PR #413, opened 2016-09-25
Add 'cond' function to JavaRosa XPath engine

phillipm:
Our `if(bool_expr, expr, expr)` syntax can be quite cumbersome for complicated conditional statements. For example, if you have several mutually exclusive conditional branches, you need to create nested `if`-statements, which can be hard to read.

This PR introduces `cond(bool_expr, expr, bool_expr, expr, ..., expr)` to the language.

For example, here is some XPath logic I wrote recently:
```
date(
  if(member_profile = 'ecd', next_ecd_visit_date,
    if(member_profile = 'hiv_exp_infant', next_visit_hiv_exp_infant,
      if(member_profile = 'hiv_pos_infant', next_visit_hiv_pos_infant,
        if(member_profile = 'hiv_pos_child', next_visit_hiv_pos_child,
          if(member_profile = 'hiv_exp_child', next_visit_hiv_exp_child,
            if(member_profile = 'hiv_unexp_child', next_visit_hiv_unexp_child,
              if(member_profile = 'hiv_pos_not_on_arts', next_visit_hiv_pos_not_on_arts, next_visit_date_max))))))))
```
And now with `cond`:
```
date(
  cond(member_profile = 'ecd', next_ecd_visit_date,
       member_profile = 'hiv_exp_infant', next_visit_hiv_exp_infant,
       member_profile = 'hiv_pos_infant', next_visit_hiv_pos_infant,
       member_profile = 'hiv_pos_child', next_visit_hiv_pos_child,
       member_profile = 'hiv_exp_child', next_visit_hiv_exp_child,
       member_profile = 'hiv_unexp_child', next_visit_hiv_unexp_child,
       member_profile = 'hiv_pos_not_on_arts', next_visit_hiv_pos_not_on_arts,
       next_visit_date_max))
```

__Release Notes__ Add 'cond()' function to our XPath engine as an alternative to nested if-statements.


amstone326:
Seems like it would be a huge improvement to me. One question- is there any reason it's necessary to require an ":else" statement?

phillipm:
@amstone326 we definitely need a default case unless we want to have the `cond()` return `""` when none of the conditional clauses are true, which sounds not great.

The `:else` is not needed. My reason for adding it is because it helps distinguish that the last argument is the default case.. and I've been hanging out with Clojure, which has this syntax. We could leave it out, but it messes with the visual symmetry a bit :)

amstone326:
Ah gotcha yea no I think that makes the most sense then

emord:
@phillipm is `:else` valid xpath? Right now the javascript xpath parser chokes on it, so it would show up as an error in vellum

phillipm:
@emord updated to exclude `:else` so that vellum won't need any parser changes

javarosa/src/main/java/org/javarosa/xpath/expr/XPathFuncExpr.java
```diff
@@ -59,10 +59,11 @@ public XPathFuncExpr() {
...
     public XPathFuncExpr(XPathQName id, XPathExpression[] args) throws XPathSyntaxException {
-
-        if (id.name.equals("if")) {
-            if (args.length != 3) {
-                throw new XPathSyntaxException("if() function requires 3 arguments but " + args.length + " are present.");
+        if ("if".equals(id.name) && args.length != 3) {
+            throw new XPathSyntaxException("if() function requires 3 arguments but " + args.length + " are present.");
+        } else if ("cond".equals(id.name)) {
+            if (args.length < 3 || args.length % 2 != 1) {
+                throw new XPathSyntaxException("cond() function requires an odd number of arguments. " + args.length + " are present.");
```
amstone326: Technically someone could have tried to call `cond()` with 1 argument here, and then the error message would be confusing. Probably best to split up the 2 checks and have a different error message for `args.length < 3`, even though it's unlikely

javarosa/src/main/java/org/javarosa/xpath/expr/XPathFuncExpr.java
```diff
@@ -873,10 +878,23 @@ private Double position(TreeReference refAt) {
         return new Double(refAt.getMultLast());
     }
 
-    public static Object ifThenElse(DataInstance model, EvaluationContext ec, XPathExpression[] args, Object[] argVals) {
```
amstone326: Do you understand why this weird `argVals` param was being used? It's such an odd pattern that I'm afraid there was some obscure reason for it

javarosa/src/main/java/org/javarosa/xpath/expr/XPathFuncExpr.java
```diff
@@ -873,10 +878,23 @@ private Double position(TreeReference refAt) {
...
-        return (b ? args[1].eval(model, ec) : args[2].eval(model, ec));
+    private static Object ifThenElse(DataInstance model, EvaluationContext ec, XPathExpression[] args) {
+        if (toBoolean(args[0].eval(model, ec))) {
+            return args[1].eval(model, ec);
+        } else {
+            return args[2].eval(model, ec);
+        }
+    }
+
+    private static Object condEval(DataInstance model, EvaluationContext ec,
```
amstone326: this is sweet!

phillipm:
@amstone326 updated

PR #1062, opened 2022-01-04
Replaces use of internal `sun.*` APIs

shubham1g5:
I am no longer able to resolve `sun.misc.IOUtils.readAllBytes` on my machine. So replacing it with an alternate implementation of ours.


ctsims (approved):
Probably a JDK thing (Open JDK v. Sun JDK). Makes sense to use a consistent method, thanks!

PR #1063, opened 2022-01-06
Added tracing

orangejenny:
See https://github.com/dimagi/formplayer/pull/1076

### DIFF
--- a/build.gradle
+++ b/build.gradle
@@ -74,6 +74,9 @@ dependencies {
     compile 'com.google.code.findbugs:jsr305:3.0.2'
     compile 'io.reactivex.rxjava2:rxjava:2.1.1'
     compile 'com.google.guava:guava:30.1.1-jre'
+    compile 'io.opentracing:opentracing-api:0.33.0'
+    compile 'io.opentracing:opentracing-util:0.33.0'
+    compile 'com.datadoghq:dd-trace-api:0.64.0'
 
     cliCompile 'org.json:json:20140107'
     cliCompile group: 'regexp', name: 'regexp', version: '1.3'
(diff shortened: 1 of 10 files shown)


shubham1g5 (approved):

ctsims:
@orangejenny does this creative any sort of passive tracing on these methods without some sort of top level span setting?

A bunch of the areas traces have been added are are in the most performance-sensitive parts of the code (expandEntityReferenceSet | initAllTriggerables | answerQuestion) which makes sense since that's presumably why you want to trace them. I just wanted to confirm whether it adds overhead without some other trigger, since that would cause pretty widespread impact.

orangejenny:
@ctsims

The datadog tracing shouldn't add any overhead - it's controlled by the usage of `dd-java-agent.jar` ([docs](https://docs.datadoghq.com/tracing/setup_overview/setup/java/?tab=containers#trace-annotation)), which we only use on staging.

For OpenTracing, I didn't find a built-in way to disable the tracing globally, so fcdceca3c81eb4be9b529e45cf9e86b81a59a807 adds a system property which I can then add to [formplayer_command_args](https://github.com/dimagi/commcare-cloud/blob/fae1d030bc553c1e3beb15d28716262937fd055b/environments/staging/app-processes.yml#L1).

ctsims:
@orangejenny  Great, that change looks like a good way to control it to me.

orangejenny:
Cool, added https://github.com/dimagi/commcare-cloud/pull/5096 to enable the new system property to staging.

ctsims:
Last question (sorry) - have we tested the impact of the tracing on some high volume apps? I think the AE team has some good performance baseline testbeds they can use to compare differences (although I'm not sure if they are functional on staging). 

I ask because these traces will get *deep* very quickly and I'm guessing even on the formplayer side there will be a pretty meaningful performance implication.

orangejenny:
@ctsims Fair question, but we've had this code on staging pretty consistently for over a year. USH is likely the biggest user of high-volume apps on staging, and they're pretty invested in having the tracing code running.

This PR ought to make it easier to turn off the tracing code, since previously it was on by default and required a code deploy to turn off. Now it'll only take a settings update.

ctsims:
ah, got it. That does seem really helpful, it would be interesting at some point to try something like splitting the webworkers into having the property on/off and seeing if there's a meaningful change, which'll be much easier with things controlled through this mechanism

PR #1065, opened 2022-01-26
Gradle 7 api changes for Formplayer

shubham1g5:
https://github.com/dimagi/formplayer/pull/1086

### DIFF
--- a/build.gradle
+++ b/build.gradle
@@ -73,7 +73,6 @@ dependencies {
     // Added so Android Studio recognizes libs in util jar projects
     implementation 'org.json:json:20140107'
     implementation 'commons-cli:commons-cli:1.3.1'
-    implementation 'xpp3:xpp3:1.1.4c'
     implementation 'joda-time:joda-time:2.9.4'
     implementation 'com.carrotsearch:hppc:0.7.2'
     api 'com.squareup.retrofit2:retrofit:2.3.0'
@@ -89,7 +88,6 @@ dependencies {
     cliImplementation group: 'regexp', name: 'regexp', version: '1.3'
     cliImplementation 'com.github.stefanhaustein:kxml2:2.4.1'
     cliImplementation 'commons-cli:commons-cli:1.3.1'
-    cliImplementation 'xpp3:xpp3:1.1.4c'
     cliImplementation 'joda-time:joda-time:2.9.4'
     cliImplementation 'io.reactivex.rxjava2:rxjava:2.1.1'
     cliImplementation 'com.squareup.retrofit2:retrofit:2.3.0'
@@ -166,7 +164,10 @@ task cliJar(type: Jar, dependsOn: cliClasses) {
     manifest {
         attributes 'Main-Class': 'org.commcare.util.cli.CliMain'
     }
-    duplicatesStrategy = DuplicatesStrategy.INCLUDE
+    duplicatesStrategy = DuplicatesStrategy.FAIL
+    filesMatching(["**/LICENSE.txt","**/NOTICE.txt"]) {
+        duplicatesStrategy = DuplicatesStrategy.INCLUDE
+    }
 }
 
 task ccapiJar(type: Jar, dependsOn: ccapiClasses) {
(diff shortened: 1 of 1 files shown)


shubham1g5:
Updated Gradle version on core PR builder. 

shubham1g5:
changed `api` -> `ccapi` in Jenkins PR builder. 

build.gradle
```diff
@@ -146,62 +153,47 @@ jar {
...
     from {
-        configurations.apiCompile.collect {
-            it.isDirectory() ? it : zipTree(it)
-        }
-        configurations.apiRuntime.collect {
+        configurations.ccapi.collect {
             it.isDirectory() ? it : zipTree(it)
         }
     }
+    duplicatesStrategy = DuplicatesStrategy.INCLUDE
```
snopoke, line 181: What's the implication of doing this? Do you know which files are duplicated?

shubham1g5: All of these duplicates are caused by meta data files present in `META-INF` folder inside a jar ([example](https://github.com/dimagi/commcare-android/blob/master/app/build.gradle#L249-L255)). `INCLUDE` seems more flexible to me since it allows to keep duplicate files if possible otherwise override the files. `EXCLUDE` on other hand doesn't allow override but simply skips any duplicates. So it's a matter of choosing the first one vs last one in our case and don't think it doesn't really matter for these meta files. Probably `WARN` Is the best one to use since it behaves as `INCLUDE` but also logs a warning ?

snopoke: My concern is that if there are functional files like `META-INF/services/java.sql.Driver` then overwriting them could be problematic.

Is it possible to create an allow list so that the default is to fail except for files we allow. e.g.

```
duplicatesStrategy = DuplicatesStrategy.FAIL
filesMatching(["**/LICENSE*", "**/NOTICE*", "**/DEPENDENCIES*"]) {
    duplicatesStrategy = DuplicatesStrategy.EXCLUDE
}
```

shubham1g5: Your concern is valid though I do not think there is any option to provide exceptions to the `duplicateStrategy` in [gradle dsl](https://docs.gradle.org/current/dsl/org.gradle.jvm.tasks.Jar.html#N22C03). Adding `INCLUDE` shouldn't result in any changes since previosuly without explicity specifying the duplicate strategy, it  would be defaulting to `[INHERIT](https://docs.gradle.org/current/javadoc/org/gradle/api/file/DuplicatesStrategy.html#INHERIT)` which should have been resolving to `INCLUDE` strategy as well.

snopoke: I tested the approach I suggested and it does work (note the logic below is reversed to test that it's applying the rule to the matching files only):
```
task cliJar(type: Jar, dependsOn: cliClasses) {
    ....
    duplicatesStrategy = DuplicatesStrategy.INCLUDE
    filesMatching("**/LICENSE.txt") {
        duplicatesStrategy = DuplicatesStrategy.FAIL
    }
}
```

Running `./gradlew commcare:cliJar --stacktrace` fails with the error: `Encountered duplicate path "META-INF/LICENSE.txt" during copy operation configured with DuplicatesStrategy.FAIL`.

I also tested with WARN to get a list of duplicates and came up with the following list in the CLI Jar:
```
META-INF/services/org.xmlpull.v1.XmlPullParserFactory
org/xmlpull/v1/XmlPullParser.class
org/xmlpull/v1/XmlPullParserException.class
org/xmlpull/v1/XmlPullParserFactory.class
org/xmlpull/v1/XmlSerializer.class
```

If you say the previous strategy was INCLUDE them I'm fine to go ahead as is in this PR but I would like to re-visit this later.

snopoke (approved):

build.gradle
shubham1g5: Thanks a bunch. I didn't realise we could provide config in `filesMatching`. I made some changes in https://github.com/dimagi/commcare-core/pull/1065/commits/db786b0278972ab37d39b845f86bc45dd283a1cb. It turned out only the `translate` really needs the `xmlpull` dependency. I went down a rabbit hole in order to identify from where `xmlpull` classes are duplicating but could not identify the cause of it after surveying all dependencies. Even when I remove the `xpp3` dependency from other configs, the `xmlpull` classes are present in the jar. So it definitely seems like some other dependency is bringing these classes. I individually tried adding `exclude module 'xmlpull`` to each of the dependency but that didn't solve the issue as well. So in the end I am just specifying these as exceptions in duplicate strategy as well.

PR #1070, opened 2022-02-08
Removed unused private var from QueryScreen

orangejenny:


snopoke (approved):

esoergel (approved):

shubham1g5:
FYI that  PRs to `master` currently fails in building due to gradle version mismatch between FP and Mobile. We can only point the Jenkins PR builder to one specific Gradle version as of now and it's configured for Gradle 7 now aka for FP PRs. We can only update mobile Gradle build along with Java 11 upgrade on mobile (unlike FP where we just did gradle update without Java). But mobile Java 11 upgrade needs to happen along with FP. TLDR: the PR builds for `master` will fail until we merge Java 11 upgrade on FP.

shubham1g5:
master builds are now resolved. Merging.

orangejenny:
thanks!

PR #1073, opened 2022-03-02
Added case search user inputs to EC when evaling search filters

orangejenny:
https://dimagi-dev.atlassian.net/browse/USH-1732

^^^^

- _Task prompt_:
Check the data for the word "provide" and pull out the lines that have it.

- _Response to the task_:
shubham1g5: Your concern is valid though I do not think there is any option to provide exceptions to the `duplicateStrategy` in [gradle dsl](https://docs.gradle.org/current/dsl/org.gradle.jvm.tasks.Jar.html#N22C03). Adding `INCLUDE` shouldn't result in any changes since previosuly without explicity specifying the duplicate strategy, it  would be defaulting to `[INHERIT](https://docs.gradle.org/current/javadoc/org/gradle/api/file/DuplicatesStrategy.html#INHERIT)` which should have been resolving to `INCLUDE` strategy as well.
shubham1g5: Thanks a bunch. I didn't realise we could provide config in `filesMatching`. I made some changes in https://github.com/dimagi/commcare-core/pull/1065/commits/db786b0278972ab37d39b845f86bc45dd283a1cb. It turned out only the `translate` really needs the `xmlpull` dependency. I went down a rabbit hole in order to identify from where `xmlpull` classes are duplicating but could not identify the cause of it after surveying all dependencies. Even when I remove the `xpp3` dependency from other configs, the `xmlpull` classes are present in the jar. So it definitely seems like some other dependency is bringing these classes. I individually tried adding `exclude module 'xmlpull`` to each of the dependency but that didn't solve the issue as well. So in the end I am just specifying these as exceptions in duplicate strategy as well.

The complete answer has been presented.